Возвратившись домой, он автоматически усаживается в кресло, даже не разувшись, и включает телевизор, но совершенно не воспринимает того, что там показывают. В мозгу болезненно пульсирует только одна мысль: «Как жаль, что я не поцеловал ее еще хотя бы один раз…» Совершенно забыв о пиве в холодильнике, он вливает в себя стакан за стаканом холодную воду и ждет звонка из клиники.
На посошок
В четверть одиннадцатого, когда Херб Тукландер уже собрался закрывать свое заведение, в «Тукис бар», что находится в северной части Фолмаута, ввалился мужчина в дорогом пальто и с белым, как мел, лицом. Дело было десятого января, когда народ в большинстве своем только учится жить по правилам, нарушенным в Новый год, а за окном дул сильнейший северо-западный ветер. Шесть дюймов снега намело еще до наступления темноты, и снегопад только усиливался. Дважды Билли Ларриби проехал мимо нас на грейдере, расчищая дорогу, второй раз Туки вынес ему пива, из милосердия, как говаривала моя матушка, и, Господь знает, в свое время этого пива она выпила сколько надо. Билли сказал ему, что чистится только главное шоссе, а боковые улицы до утра закрыты для проезда. Радио в Портленде предсказывает, что толщина снежного покрова увеличится еще на фут, а скорость ветра усилится до сорока миль в час.
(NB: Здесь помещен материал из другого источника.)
PR #3793, opened 2025-09-26
Fix/autodiff/multi threads

nathanielsimard:
Not a full solution yet for mutli-device training, but now there's a possibility to reduce the amount of locking for the backward pass.

### DIFF
--- a/crates/burn-autodiff/src/runtime/graph.rs
+++ b/crates/burn-autodiff/src/runtime/graph.rs
@@ -229,10 +229,12 @@ impl GraphLocator {
     /// Registers a key for a given origin node.
     fn register_key(&mut self, origin: NodeId, key: NodeId) {
         if !self.keys.contains_key(&origin) {
+            // Ensure an entry exists for this origin
             self.keys.insert(origin, HashSet::new());
         }
 
         if origin != key {
+            // Register this node to point to the origin graph
             self.keys.get_mut(&origin).unwrap().insert(key);
         }
     }
@@ -244,8 +246,10 @@ impl GraphLocator {
         core::mem::swap(&mut state_old, &mut locked);
         main_state.server.extend(state_old.server);
 
+        // Re-map merged origin to the main graph
         self.graphs.insert(merged.origin, main.clone());
 
+        // Move all keys (node IDs) from the merged graph to the main graph
         if let Some(locator_keys) = self.keys.remove(&merged.origin) {
             for k in locator_keys.iter() {
                 self.graphs.insert(*k, main.clone());


crates/burn-autodiff/src/runtime/graph.rs
```diff
@@ -0,0 +1,200 @@
...
+
+/// A client for managing multiple graphs using mutex-based synchronization.
+///
+/// The biggest benefit of using this client implementation is that each graph can modify its own
+/// data without blocking other graphs, which is essential for multi-device training.
+///
+/// # Notes
+///
+/// The [AutodiffServer] fully support multiple graphs with sharing nodes, however those type of
+/// graphs will be store under a single mutex-protected graph by the client, limiting
```
laggui:
```suggestion
/// The [AutodiffServer] fully supports multiple graphs with sharing nodes, however those type of
/// graphs will be stored under a single mutex-protected graph by the client, limiting
```

laggui (commented):
Just a minor typo, otherwise comments were addressed offline.

crates/burn-autodiff/src/runtime/graph.rs
```diff
@@ -0,0 +1,262 @@
...
+/// A client for managing multiple graphs using mutex-based synchronization.
+///
+/// The biggest benefit of using this client implementation is that each graph can modify its own
+/// data without blocking other graphs, which is essential for multi-device training.
+///
+/// # Notes
+///
+/// The [AutodiffServer] fully supports multiple graphs with sharing nodes, however those type of
+/// graphs will be stored under a single mutex-protected graph by the client, limiting
+/// parralelisation.
```
laggui: Typo:

```suggestion
/// parallelisation.
```

crates/burn-autodiff/src/runtime/graph.rs
```diff
@@ -0,0 +1,262 @@
...
+
+impl core::fmt::Debug for Graph {
+    fn fmt(&self, f: &mut core::fmt::Formatter<'_>) -> core::fmt::Result {
+        f.debug_struct("Graph")
+            .field("origin", &self.origin)
+            .finish()
+    }
+}
+
+static STATE: spin::Mutex<Option<GraphLocator>> = spin::Mutex::new(None);
```
laggui, line 67: Mixed usage of the `stub::Mutex` (for `GraphState`) and here `spin::Mutex`

crates/burn-autodiff/src/runtime/graph.rs
```diff
@@ -0,0 +1,262 @@
...
+                self.register_key(graph.origin, node);
+            }
+
+            return graph;
+        }
+
+        self.merge(node, graphs)
+    }
+
+    fn select_many(&mut self, node: NodeId, parents: &[Parent]) -> Vec<Arc<Graph>> {
```
laggui: It would be helpful to add some comments so when we (or someone else) comes back to this code in the future the logic is explained a bit more. Suggestions below (correct if wrong):

```diff
+   /// Returns the distinct graphs (by node origin) relevant to this node and its parents.
    fn select_many(&mut self, node: NodeId, parents: &[Parent]) -> Vec<Arc<Graph>> {
        let mut graphs = HashMap::<NodeId, Arc<Graph>>::new();

        if let Some(val) = self.graphs.get(&node) {
            if parents.is_empty() {
+               // No parents introduce other graphs
                return vec![val.clone()];
            }
+           // Otherwise, collect its graph as candidate
            graphs.insert(val.origin, val.clone());
        }

        for parent in parents {
+           // Collect all graphs that the parent nodes belong to
            match self.graphs.get(&parent.id) {
                Some(graph) => graphs.insert(graph.origin, graph.clone()),
                None => continue,
            };
        }

        if graphs.is_empty() {
+           // No graphs collected from node + parents
            return match self.graphs.get(&node) {
                Some(old) => vec![old.clone()],
                None => {
                    let graph = self.new_graph(node);
                    vec![graph]
                }
            };
        }

        graphs.drain().map(|(_, v)| v).collect()
    }
```

crates/burn-autodiff/src/runtime/graph.rs
```diff
@@ -0,0 +1,262 @@
...
+                    let graph = self.new_graph(node);
+                    vec![graph]
+                }
+            };
+        }
+
+        graphs.drain().map(|(_, v)| v).collect()
+    }
+
+    fn merge(&mut self, node: NodeId, mut graphs: Vec<Arc<Graph>>) -> Arc<Graph> {
```
laggui:
```diff
    fn merge(&mut self, node: NodeId, mut graphs: Vec<Arc<Graph>>) -> Arc<Graph> {
        let main = graphs.pop().unwrap();
        self.register_key(main.origin, node);

        let mut state = main.state.lock().unwrap();

        for graph in graphs.drain(..) {
            self.merge_two(&mut state, &main, graph);
        }

+       // Update graph mapping for origin and current node
        self.graphs.insert(main.origin, main.clone());
        self.graphs.insert(node, main.clone());

        core::mem::drop(state);

        main
    }
```

crates/burn-autodiff/src/runtime/graph.rs
```diff
@@ -0,0 +1,262 @@
...
+
+        self.graphs.insert(main.origin, main.clone());
+        self.graphs.insert(node, main.clone());
+
+        core::mem::drop(state);
+
+        main
+    }
+
+    fn register_key(&mut self, origin: NodeId, key: NodeId) {
```
laggui, line 230:
```diff
    fn register_key(&mut self, origin: NodeId, key: NodeId) {
        if !self.keys.contains_key(&origin) {
+           // Ensure an entry exists for this origin
            self.keys.insert(origin, HashSet::new());
        }

        if origin != key {
+           // Register this node to point to the origin (graph)
            self.keys.get_mut(&origin).unwrap().insert(key);
        }
    }
```

crates/burn-autodiff/src/runtime/graph.rs
```diff
@@ -0,0 +1,262 @@
...
+        if !self.keys.contains_key(&origin) {
+            self.keys.insert(origin, HashSet::new());
+        }
+
+        if origin != key {
+            self.keys.get_mut(&origin).unwrap().insert(key);
+        }
+    }
+
+    fn merge_two(&mut self, main_state: &mut GraphState, main: &Arc<Graph>, merged: Arc<Graph>) {
```
laggui, line 243:
```diff
    fn merge_two(&mut self, main_state: &mut GraphState, main: &Arc<Graph>, merged: Arc<Graph>) {
        let mut locked = merged.state.lock().unwrap();
        let mut state_old = GraphState::default();
        core::mem::swap(&mut state_old, &mut locked);
        main_state.server.extend(state_old.server);

+       // Re-map merged origin to the main graph
        self.graphs.insert(merged.origin, main.clone());

+       // Move all keys (node IDs) from the merged graph to the main graph
        if let Some(locator_keys) = self.keys.remove(&merged.origin) {
            for k in locator_keys.iter() {
                self.graphs.insert(*k, main.clone());
            }

            let locator_keys_main = self
                .keys
                .get_mut(&main.origin)
                .expect("Should be init before the merge.");
            locator_keys_main.extend(locator_keys);
        }
    }
```

crates/burn-autodiff/src/runtime/memory_management.rs
```diff
@@ -21,20 +22,27 @@ enum NodeMemoryStatus {
 }
 
 impl GraphMemoryManagement {
+    pub fn extend(&mut self, other: Self) {
+        self.nodes.extend(other.nodes);
+        self.leaves.extend(other.leaves);
+        self.statuses.extend(other.statuses);
+    }
```
laggui, line 29: This is fine and safe for single device and multi-device data parallel.

But I think we will need better handling for other forms of parallelism where node collisions might happen (if I am reasoning correctly, since there will be multiple contributors to the same node). In this case, we will need a smarter merge I think. And if so, we should leave a comment (TODO).

laggui (commented):
Good stuff!

Should we add some tests for the graph merging logic?

Need to update the cubecl rev / merge main.

crates/burn-autodiff/src/runtime/memory_management.rs
nathanielsimard: I don't think so because when we detech a colision, we merge the graphs __before__ adding the new node.

laggui: Ahhh you're right, that should prevent any issues. Collisions at the autodiff server level should not happen in this case, so not to worry.

nathanielsimard:
@laggui 

> Should we add some tests for the graph merging logic?

I'm unsure, the behavior shouldn't change compared to before and we already have tests for multiple graphs with and without shared nodes. A real test would be to validate that we don't share the same lock for graphs that don't have shared nodes, but it's hard to test automatically (I checked manually).

laggui (approved):

crates/burn-autodiff/src/runtime/graph.rs
```diff
@@ -0,0 +1,285 @@
...
+        for parent in parents {
+            match self.graphs.get(&parent.id) {
+                Some(graph) => graphs.insert(graph.origin, graph.clone()),
+                None => continue,
+            };
+        }
+
+        if graphs.is_empty() {
+            return match self.graphs.get(&node) {
+                Some(old) => GraphAnalysis::NoCollision(old.clone()),
```
swfsql, line 196: Just a note, I think this path is not possible, cuz if the `graphs` are empty then it's already known that `self.graphs` doesn't have the current `node`

crates/burn-autodiff/src/runtime/graph.rs
```diff
@@ -0,0 +1,285 @@
...
+                None => GraphAnalysis::NoCollision(self.new_graph(node)),
+            };
+        }
+
+        if graphs.len() == 1 {
+            return GraphAnalysis::NoCollision(graphs.drain().next().unwrap().1);
```
swfsql, line 202: One note here, is that it's possible that the current `node` is not getting a graph created for it. This happens if it doesn't yet exists but if it has exactly one existing parent. Idk if that would be a problem or not, but I just thought of this when reading the code

edit: oh nvm, the caller checks if the single returned graph is the original `node` or not.

crates/burn-autodiff/src/runtime/graph.rs
```diff
@@ -0,0 +1,285 @@
...
+
+        GraphAnalysis::Collisions(graphs)
+    }
+
+    /// Merges multiple graphs associated with a node into a single graph.
+    fn merge(&mut self, node: NodeId, mut graphs: HashMap<NodeId, Arc<Graph>>) -> Arc<Graph> {
+        let mut graphs = graphs.drain().map(|g| g.1);
+
+        let main = graphs.next().expect("At least one graph");
+        self.register_key(main.origin, node);
```
swfsql, line 213: A note for here is that the `drain` could return a different ordering I think, in case the "same" merge happens multiple times. In that case many different parents could get the `node` registered as a key. But again idk if that happens and if that would be desired or not.

crates/burn-autodiff/src/runtime/server.rs
```diff
@@ -14,12 +14,26 @@ use alloc::vec::Vec;
...
+    /// Cleans a single [node](NodeId).
+    fn clean(&mut self, node: &NodeId);
+}
+
 impl AutodiffServer {
+    pub fn extend(&mut self, other: AutodiffServer) {
+        self.steps.extend(other.steps);
+        self.actions_builder.extend(other.actions_builder);
+        self.memory_management.extend(other.memory_management);
+    }
```
swfsql, line 35: A note for the `HashMap::extend` is that if the key clashes, the previous value gets removed -- but ofc that wouldn't be relevant if the keys for different things (e.g. step) never clash, assuming such info wasn't supposed to be dropped.

Edit: in that case, a non-intersection debug assertion could be good
Edit: maybe nvm, as tensors keep having their ID increasing, then I think this won't ever happen.

crates/burn-autodiff/src/runtime/graph.rs
```diff
@@ -0,0 +1,285 @@
...
+        }
+
+        if origin != key {
+            // Register this node to point to the origin graph
+            self.keys.get_mut(&origin).unwrap().insert(key);
+        }
+    }
+
+    /// Merges two graphs by combining their states and updating graph mappings.
+    fn merge_two(&mut self, main_state: &mut GraphState, main: &Arc<Graph>, merged: Arc<Graph>) {
```
swfsql, line 243: In this function, should the `merged`'s `NodeId` be inserted into the `main`'s key set? (assuming this would be necessary, and `merged` wasn't inserted as a key of itself)

crates/burn-autodiff/src/runtime/graph.rs
```diff
@@ -0,0 +1,285 @@
...
+        if graphs.len() == 1 {
+            return GraphAnalysis::NoCollision(graphs.drain().next().unwrap().1);
+        }
+
+        GraphAnalysis::Collisions(graphs)
+    }
+
+    /// Merges multiple graphs associated with a node into a single graph.
+    fn merge(&mut self, node: NodeId, mut graphs: HashMap<NodeId, Arc<Graph>>) -> Arc<Graph> {
+        let mut graphs = graphs.drain().map(|g| g.1);
```
swfsql, line 210: I'm thinking about this mapping, because sometimes the `g.0` can be different from `g.1` (in case the node got merged into another one), and therefore the `g.0` information is lost? I'm not sure if that would be a problem, or if the only thing that matters is the "pointed" graph origin.

crates/burn-autodiff/src/runtime/memory_management.rs
```diff
@@ -199,9 +207,9 @@ impl GraphMemoryManagement {
 
     fn identify_leaves_and_deletables(
         &self,
-        leaf_id: NodeID,
-        new_leaves: &mut HashSet<NodeID>,
-        to_delete: &mut Vec<NodeID>,
+        leaf_id: NodeId,
```
swfsql, line 210: On this method, it could be good to send the leaves as the initial `to_visit` vec. In this way, the leaves are inserted before the parents in the `to_delete` vec (maybe this could be useful).

I'm not sure if this could be important because later the `NodeCleaner` may depend on this ordering (of children getting removed before the parents).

В баре мы с Туки сидели вдвоем, слушая завывания ветра да вглядываясь в языки пламени в камине. «Давай на посошок, Бут, — говорит Туки. — Пора закрываться».
Он налил мне, потом себе, тут открылась дверь и вошел этот незнакомец, обсыпанный снегом, словно сахарной пудрой. Ветер тут же полез в бар снежным языком.
— Закрывайте дверь! — орет на него Туки. — Или вас воспитывали в сарае?
Никогда я не видел более перепуганного человека. Он напомнил мне лошадь, которая весь день ела крапиву. Он вытаращился на Туки, пробормотал: «Моя жена… моя дочь…» — и повалился на пол.
— Святой Иосиф, — говорит Туки. — Закрой дверь, Бут, ладно?
Я подошел и закрыл дверь, борясь с ледяным ветром. Туки опустился на колено рядом с мужчиной, приподнял голову, похлопал по щекам. Тут я увидел, что выглядит парень паршиво. Лицо уже покраснело, на нет появились серые пятна. А тот, кто пережил в Мэне все зимы с тех самых пор, когда президентом был Вудро Вильсон (это я о себе), знает, что эти серые пятна — верный признак обморожения.
— Отключился, — прокомментировал Туки. — Принеси-ка бренди.
Я взял с полки бутылку, вернулся. Туки расстегнул парню пальто. Он чуть оклемался: глаза приоткрылись, он что-то забормотал, но очень уж тихо.
— Налей чуток.
— Чуток? — переспрашиваю я.
— Бренди — чистый динамит, — отвечает он. — А ему и так сегодня досталось.
Я плеснул бренди в стопку, посмотрел на Туки. Тот кивнул.
— Лей прямо в горло.
Я вылил. Реакция последовала незамедлительно. Мужчина задрожал всем телом, закашлялся. Лицо покраснело еще больше. Глаза широко раскрылись. Я обеспокоился, но Туки усадил его, как большого ребенка, стукнул по спине.
Мужчина попытался выблевать бренди, Туки стукнул его снова.
— Нельзя. Продукт дорогой.
Мужчина все кашлял, но уже не так натужно. Тут я смог приглядеться к нему. Судя по всему, из большого города, откуда-то к югу от Бостона. Перчатки дорогие, но тонкие, так что на руках наверняка серые пятна, и ему еще повезет, если он не потеряет палец-другой. Пальто дорогое, это точно, триста долларов, никак не меньше. И сапожки, едва доходящие до щиколоток. Я подумал, а не отморозил ли он мизинцы.